Just my two cents; but I hear you on how much of a waste of time this is.
I don’t know how she wouldn’t know that. I’m American. The closest I’ve come to the Royal Family is standing outside Buckingham Palace. But I understand marrying into the Royal Family means giving up freedom.
Now that I think of it I’m a direct descendant of Edward I. So screw all you peasants.
“Your hormones are screwing with your brain” isn’t a lighthearted comment when coming from somebody you don’t know well. In particular, Meghan didn’t have kids at that point, so no, she’d never had any issue with pregnancy hormones. this wasn’t some “bonding moment” about shared experiences. There was no “us”; it’s you, Kate, who is messed up. M might well have intended it to be lighthearted, but she missed the boat bigtime.
I also don’t get the expectation that sisters-in-law are necessarily going to be close. Two women from very different backgrounds and experiences and life histories are not obligated to be besties just because they marry brothers. “She was told she wasn’t close to [Kate]”? Why would she need to be told whether or not she had a close personal relationship? She ought to have known whether she had yet developed the sort of relationship where they could laugh and joke and trade insults and share deep emotional experiences or whether they were still in the ‘getting to know you’ stage. “Probable future sister-in-law” doesn’t mean “already fast friends,”
There’s no indication here that Meghan ever apologized for the baby brain comment, or even understood why the comment fell flat (assuming it was intended to be lighthearted in the first place). Even if you unintentionally hurt somebody, getting offended because you were called out on it (“Meghan, in turn, was reportedly offended by the reprimand”) isn’t going out of your way to smooth things over.

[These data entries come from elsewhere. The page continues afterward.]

PR #7346, opened 2026-07-06
MTV-6045 | CSI import: fix WaitForFirstConsumer deadlock in pvcinit pod

amitosw15:
## Problem

When the destination StorageClass uses \`volumeBindingMode: WaitForFirstConsumer\`, CSI import PVCs stall forever in \`Pending\`. The existing pvcinit pod (created by \`EnsurePVCInitPod\`) only referenced xcopy PVCs — CSI import PVCs were never included, so no consumer pod ever triggered their WFC binding.

## What it achieves

CSI import migrations now complete normally on \`WaitForFirstConsumer\` storage classes. The pvcinit pod covers all pending PVCs for the VM — both xcopy and CSI import — using the same pod and cleanup lifecycle that xcopy already relies on.

## Non-obvious decisions

**CsiImportPVCs now creates PVCs eagerly**: Previously \`CsiImportPVCs\` returned locally-built specs, which the caller then created via the ensurer. The ensurer iterates with a value loop, so \`Client.Create\` updated a throw-away copy — the original slice elements kept zero \`Status.Phase\` and were filtered out by \`EnsurePVCInitPod\`'s \`ClaimPending\` check. The fix mirrors the xcopy \`PopulatorVolumes\` pattern: \`Client.Create\` is called on the same pointer that is appended to the return slice, so callers receive live objects with real \`Status.Phase\` and \`Name\` (including server-assigned names for \`GenerateName\` PVCs).

**EnsurePopulatorVolumes renamed to EnsurePVCInitPod**: The function's purpose is creating a pvcinit pod to trigger WFC binding — not ensuring populator volumes. Renamed to reflect that.

## How to test

Configure a StorageMap with \`csiVolumeImport\` pointing to an RDM or VVol disk, where the destination StorageClass has \`volumeBindingMode: WaitForFirstConsumer\`. Without this fix, the migration stalls in \`CopyDisks\` because CSI import PVCs are never included in the pvcinit pod. With it, the pvcinit pod triggers binding and the migration proceeds.

Tested with ONTAP same-array CSI import (RDM disk, \`ontap-san-wfc\` SC) — migration succeeded end-to-end.

🤖 Generated with [Claude Code](https://claude.ai/claude-code)

### DIFF
--- a/pkg/controller/plan/migration.go
+++ b/pkg/controller/plan/migration.go
@@ -865,7 +865,7 @@ func (r *Migration) execute(vm *plan.VMStatus) (err error) {
 			csiPVCs, csiErr := r.kubevirt.CsiImportPVCs(vm)
 			if csiErr != nil {
 				if !errors.As(csiErr, &web.ProviderNotReadyError{}) {
-					r.Log.Error(csiErr, "error creating CSI import PVCs", "vm", vm.Name)
+					r.Log.Error(csiErr, "error building CSI import PVCs", "vm", vm.Name)
 					step.AddError(csiErr.Error())
 					err = nil
 					break
@@ -874,6 +874,7 @@ func (r *Migration) execute(vm *plan.VMStatus) (err error) {
 					return
 				}
 			}
+			var resolvedCsiPVCs []*core.PersistentVolumeClaim
 			if len(csiPVCs) > 0 {
 				if csiErr = r.ensurer.PersistentVolumeClaims(vm, csiPVCs); csiErr != nil {
 					if !errors.As(csiErr, &web.ProviderNotReadyError{}) {
@@ -885,11 +886,23 @@ func (r *Migration) execute(vm *plan.VMStatus) (err error) {
 						return
 					}
 				}
+				var migrationPVCs []*core.PersistentVolumeClaim
+				if migrationPVCs, csiErr = r.kubevirt.getPVCs(vm.Ref); csiErr != nil {
+					if !errors.As(csiErr, &web.ProviderNotReadyError{}) {
+						step.AddError(csiErr.Error())
+						err = nil
+						break
+					} else {
+						err = csiErr
+						return
+					}
+				}
+				resolvedCsiPVCs = resolveCsiPVCs(csiPVCs, migrationPVCs)
 			}
 
+			var populatorPVCs []*core.PersistentVolumeClaim
 			if r.builder.SupportsVolumePopulators() {
-				var pvcs []*core.PersistentVolumeClaim
-				if pvcs, err = r.kubevirt.PopulatorVolumes(vm.Ref); err != nil {
+				if populatorPVCs, err = r.kubevirt.PopulatorVolumes(vm.Ref); err != nil {
 					if !errors.As(err, &web.ProviderNotReadyError{}) {
 						r.Log.Error(err, "error creating volumes", "vm", vm.Name)
 						step.AddError(err.Error())
@@ -899,7 +912,11 @@ func (r *Migration) execute(vm *plan.VMStatus) (err error) {
 						return
 					}
 				}
-				err = r.kubevirt.EnsurePopulatorVolumes(vm, pvcs)
+			}
+
+			bindPVCs := append(populatorPVCs, resolvedCsiPVCs...)
+			if len(bindPVCs) > 0 {
+				err = r.kubevirt.EnsurePVCInitPod(vm, bindPVCs)
 				if err != nil {
 					if !errors.As(err, &web.ProviderNotReadyError{}) {
 						step.AddError(err.Error())
@@ -1667,6 +1684,23 @@ func (r *Migration) execute(vm *plan.VMStatus) (err error) {
 	}
 
 	return
+}
+
+// Matches by AnnDiskSource, not name — CSI import PVC names may be unset until creation.
+func resolveCsiPVCs(csiSpecs []core.PersistentVolumeClaim, migrationPVCs []*core.PersistentVolumeClaim) []*core.PersistentVolumeClaim {
+	wanted := make(map[string]bool, len(csiSpecs))
+	for i := range csiSpecs {
+		if src := csiSpecs[i].Annotations[base.AnnDiskSource]; src != "" {
+			wanted[src] = true
+		}
+	}
+	var matched []*core.PersistentVolumeClaim
+	for _, pvc := range migrationPVCs {
+		if src := pvc.Annotations[base.AnnDiskSource]; src != "" && wanted[src] {
+			matched = append(matched, pvc)
+		}
+	}
+	return matched
 }
 
 const schedulerQueuedReasonFmt = "Waiting to start migration: in-flight limit reached (max %d)."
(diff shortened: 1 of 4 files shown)


borod108 (changes requested):
## Review — MTV-6045: CSI import WaitForFirstConsumer deadlock fix

**Intent**: Correct. CSI import PVCs need a consumer pod to trigger WaitForFirstConsumer binding, and they were being left out of the pvcinit pod.

**Structure**: Clean. Moving `EnsurePopulatorVolumes` outside the `SupportsVolumePopulators()` block and adding the `len > 0` guard is the right shape for this fix.

### Correctness Bug: CSI import PVCs will never pass the `ClaimPending` filter

The fix as written **does not solve the deadlock**. Here's why:

`EnsurePopulatorVolumes` (`kubevirt.go:1998`) filters PVCs by `Status.Phase == core.ClaimPending`:

```go
for _, pvc := range pvcs {
    if pvc.Status.Phase == core.ClaimPending {
        pendingPvcNames = append(pendingPvcNames, pvc.Name)
    }
}
```

The `csiPVCs` variable holds locally-built PVC specs returned by `CsiImportPVCs` — these are struct values built by the builder, **never fetched from the cluster**. Their `Status` is the zero value (`Phase == ""`), not `"Pending"`.

The ensurer at line 877 does create them on the cluster, but `Ensurer.PersistentVolumeClaims` iterates with a **value range loop** (`for _, pvc := range pvcs`), so `Client.Create` updates a local copy — the original `csiPVCs` slice elements are never mutated.

On subsequent reconcile iterations, `CsiImportPVCs` rebuilds fresh specs (again without Status) and the ensurer skips creation since they already exist. The `csiPVCs` elements **never** have `Status.Phase == ClaimPending`.

**Why xcopy PVCs work**: `PopulatorVolumes` (vsphere builder, line 1586) calls `Client.Create(&pvc)` directly on the struct that gets appended to the return slice, so the returned pointers carry the API server's Status response.

### Suggested fix

Replace the locally-built `csiPVCs` with cluster-fetched PVCs in the bind list. The simplest approach — consistent with what the PR description actually says ("calls `getPVCs(vm.Ref)`"):

```go
// After the SupportsVolumePopulators block, fetch all PVCs from the
// cluster so we have accurate Status.Phase for the binding filter.
bindPVCs := populatorPVCs
if len(csiPVCs) > 0 {
    clusterPVCs, pvcErr := r.kubevirt.getPVCs(vm.Ref)
    if pvcErr != nil {
        // ... error handling ...
    }
    bindPVCs = append(bindPVCs, clusterPVCs...)
}
```

Or more surgically: after `ensurer.PersistentVolumeClaims`, re-fetch only the CSI PVCs by name. But `getPVCs` already filters by VM label and `EnsurePopulatorVolumes` filters by `ClaimPending`, so fetching all VM PVCs is safe and idempotent.

**Note**: `getPVCs` is unexported — it returns `[]*core.PersistentVolumeClaim` which matches `populatorPVCs`' type, so the append works directly.

### Minor observations

1. **No tests** — there are no unit tests for `EnsurePopulatorVolumes` or the `CopyDisks` phase. Worth adding at least a targeted test that verifies CSI PVCs appear in the pvcinit pod's volume list.

2. **PR description vs code mismatch** — the description says "calls `getPVCs(vm.Ref)` to find any additional pending PVCs" but the code uses the locally-built `csiPVCs`. This is likely the original intent that got lost in implementation.

3. **Function naming** — `EnsurePopulatorVolumes` now serves a broader purpose (all pending PVCs, not just populator). Minor, not blocking.

pkg/controller/plan/adapter/vsphere/builder.go
```diff
@@ -2668,23 +2666,46 @@ func (r *Builder) CsiImportPVCs(vmRef ref.Ref, pvcLabels map[string]string) (pvc
...
+		if existing, ok := existsByDiskSource[pvc.Annotations[planbase.AnnDiskSource]]; ok {
+			pvcs = append(pvcs, existing)
+		} else {
+			if err = r.Destination.Client.Create(context.TODO(), pvc); err != nil {
+				err = liberr.Wrap(err)
+				return
+			}
+			pvcs = append(pvcs, pvc)
 		}
 	}
```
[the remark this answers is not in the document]
amitosw15: Great idea but out of scope of the pr, will work on that in the future.

amitosw15:
@borod108 thanks for the detailed review. Addressing your points:

**Correctness bug (ClaimPending filter)** — Fixed. `CsiImportPVCs` now creates PVCs directly via `Client.Create` on the same pointer that is appended to the return slice, mirroring the xcopy `PopulatorVolumes` pattern. Callers receive live objects with real `Status.Phase` and `Name` from the API server. The ensurer call is removed entirely — no more value-loop problem.

**PR description vs code mismatch** — Fixed. Description now accurately describes the implementation (eager creation in the builder, not a getPVCs fetch).

**Function naming** — Fixed. `EnsurePopulatorVolumes` renamed to `EnsurePVCInitPod`.

pkg/controller/plan/adapter/vsphere/builder.go
```diff
@@ -2668,23 +2667,47 @@ func (r *Builder) CsiImportPVCs(vmRef ref.Ref, pvcLabels map[string]string) (pvc
...
+		}
+		if existing, ok := existsByDiskSource[pvc.Annotations[planbase.AnnDiskSource]]; ok {
+			pvcs = append(pvcs, existing)
+		} else {
+			if err = r.Destination.Create(context.TODO(), pvc); err != nil {
+				err = liberr.Wrap(err)
+				return
+			}
+			r.Log.Info("Created PersistentVolumeClaim.", "pvc", path.Join(pvc.Namespace, pvc.Name), "vm", vmRef.String())
+			pvcs = append(pvcs, pvc)
```
mnecas: Think we don't need this as it's part of ensurer https://github.com/kubev2v/forklift/blob/e3bd2baecc6bdcbad03b1d1767ae5d9ba598e8f6/pkg/controller/plan/ensurer/ensurer.go#L104

pkg/controller/plan/migration.go
```diff
@@ -885,11 +886,23 @@ func (r *Migration) execute(vm *plan.VMStatus) (err error) {
...
+				resolvedCsiPVCs = resolveCsiPVCs(csiPVCs, migrationPVCs)
 			}
 
+			var populatorPVCs []*core.PersistentVolumeClaim
 			if r.builder.SupportsVolumePopulators() {
-				var pvcs []*core.PersistentVolumeClaim
-				if pvcs, err = r.kubevirt.PopulatorVolumes(vm.Ref); err != nil {
+				if populatorPVCs, err = r.kubevirt.PopulatorVolumes(vm.Ref); err != nil {
 					if !errors.As(err, &web.ProviderNotReadyError{}) {
 						r.Log.Error(err, "error creating volumes", "vm", vm.Name)
```
mnecas, line 907: @coderabbitai do we need to use both PopulatorVolumes and getPVCs couldn't we just use one or the other?

mnecas (approved):
lgtm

Yeah, that’s the part I don’t understand about the whole situation. Harry had had his life tightly constrained and controlled; he never talked about that with her? What DID they talk about before marriage?
American Female, second wave feminist, etc. “Baby brain” is sexist and actually not factual. However, most women I’ve known through my life chat about this sort of thing, even casual acquaintances. In American culture, at least in my experience, it’s a sort of female bonding thing.

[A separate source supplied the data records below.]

PR #7347, opened 2026-07-06
MTV-4416 | Skip map-back when LUN is already mapped to original groups

amitosw15:
## Problem

On HPE Primera/3PAR, xcopy cleanup logged a spurious 404 error when
attempting to remap the source LUN back to its original initiator groups.
The error appeared despite the migration completing successfully.

## What it achieves

The cleanup now checks the live mapped groups on the array before
attempting to remap. Any group the LUN is still mapped to (which in
practice is all of them, since only the temporary xcopy group is ever
unmapped) is skipped silently. Groups that were genuinely lost are
still remapped.

## Why this approach

The original map-back assumed the LUN's existing mappings were removed
during xcopy, but they weren't — only the xcopy initiator group is
unmapped. The 404 was the array rejecting a duplicate mapping creation.
A live check at cleanup time eliminates the error without weakening the
safety net.

Verified by running a full migration of `tshefismall` on HPE Primera/3PAR:
xcopy completes successfully, no 404 in cleanup, VM boots on OCP.

## How to test

Migrate any VM from an HPE Primera/3PAR iSCSI datastore via xcopy.
Confirm no `failed to map volume back to original holder` warning in
the populator logs and that the migration succeeds.

### DIFF
--- a/cmd/vsphere-copy-offload-populator/internal/populator/remote_esxcli.go
+++ b/cmd/vsphere-copy-offload-populator/internal/populator/remote_esxcli.go
@@ -265,13 +265,7 @@ func (p *RemoteEsxcliPopulator) Populate(vmId string, migrationHostId, sourceVMD
 			cleanupLog.Info("failed to unmap during cleanup", "lun", lun.Name, "err", errUnmap)
 		}
 
-		cleanupLog.V(2).Info("mapping volume back to original initiator groups", "groups", originalInitiatorGroups)
-		for _, group := range originalInitiatorGroups {
-			_, errMap := p.StorageApi.Map(group, lun, mappingContext)
-			if errMap != nil {
-				cleanupLog.Info("failed to map volume back to original holder", "group", group, "err", errMap)
-			}
-		}
+		remapOriginalGroups(p.StorageApi, lun, mappingContext, originalInitiatorGroups, cleanupLog)
 		cleanupLog.V(2).Info("deleting dead devices after short delay")
 		time.Sleep(5 * time.Second)
 		deleteDeadDevices(cleanupCtx, p.VSphereClient, host, dsActiveAdapters)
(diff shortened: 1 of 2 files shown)


cmd/vsphere-copy-offload-populator/internal/populator/remote_esxcli.go
```diff
@@ -265,11 +265,21 @@ func (p *RemoteEsxcliPopulator) Populate(vmId string, migrationHostId, sourceVMD
...
-		cleanupLog.V(2).Info("mapping volume back to original initiator groups", "groups", originalInitiatorGroups)
-		for _, group := range originalInitiatorGroups {
-			_, errMap := p.StorageApi.Map(group, lun, mappingContext)
-			if errMap != nil {
-				cleanupLog.Info("failed to map volume back to original holder", "group", group, "err", errMap)
+		if len(originalInitiatorGroups) > 0 {
+			currentGroups, errCurrent := p.StorageApi.CurrentMappedGroups(lun, mappingContext)
+			if errCurrent != nil {
+				cleanupLog.Info("failed to fetch current mapped groups for remap check, skipping remap", "err", errCurrent)
+				currentGroups = originalInitiatorGroups
```
borod108: **Bug: error fallback silently skips ALL remaps**

When `CurrentMappedGroups` fails, setting `currentGroups = originalInitiatorGroups` causes `slices.Contains(currentGroups, group)` to match every entry in the loop below — so every `Map` call is skipped.

This is a regression from the pre-PR behavior, which always attempted remap. The failure modes are asymmetric:
- Skip remap when genuinely needed → LUN access lost (data loss risk)
- Attempt remap when not needed → harmless 404 in logs (the cosmetic error this PR exists to fix)

The safer default when current state is unknown is to attempt remap for all groups:

```go
if errCurrent != nil {
    cleanupLog.Info("failed to fetch current mapped groups, attempting remap for all original groups", "err", errCurrent)
    currentGroups = nil  // slices.Contains(nil, x) returns false → all groups get remapped
}
```

`slices.Contains(nil, x)` returns `false` in Go, so this correctly falls through to the `Map` call for every group.

borod108 (changes requested):
Good approach — the live check before remap is the right fix for the spurious 404s. One bug in the error fallback path needs fixing before merge. See inline comment.

borod108:
@amitosw15 can you please verify that there are no implications on other vendors - we sometimes store the current storage groups in context, just make sure we do not break anything there.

I have no real life understanding of British culture or any idea how Royal culture functions, but it seems like a rather over reaction. If Kate reacted as reported, I would think that she could have been a bit more diplomatic if she was really that offended. Exp: “I’m not really comfortable discussing my hormones or my pregnancy in that way, Meghan. It just isn’t really something we do here.”
I’m really not all that offended by, “Baby Brain” I think it’s silly and sexist, but it ranks rather low on my outrage scale.
So if Meghan had been pregnant, it would have been OK? What if a woman made that comment to you, but you didn’t know if she’d ever been pregnant? Would you have to ask her about her medical history before you knew if you’d been a victim of a horrible, unforgivable personal attack or not?
There are two possibilities here: #1 Meghan, upon seeing that Kate is pregnant, assumes her brain is malfunctioning due to an overload of hormones and makes a comment about it. This would have been an uncool thing to do. Is this what we think happened? Cuz if it did, Meghan was 100% wrong, hilariously wrong, and should have apologized.
Option #2 Kate, who is pregnant, mentions something about being forgetful, and Meghan responds to Kate’s comment by referencing a condition many pregnant women complain about, and which has been formally studied numerous times. (found this out on the Mayo Clinic website) This is fine. If Kate didn’t want to talk about her forgetfulness with this “casual acquaintance”, she should have shut her piehole and talked about something appropriate for their relationship.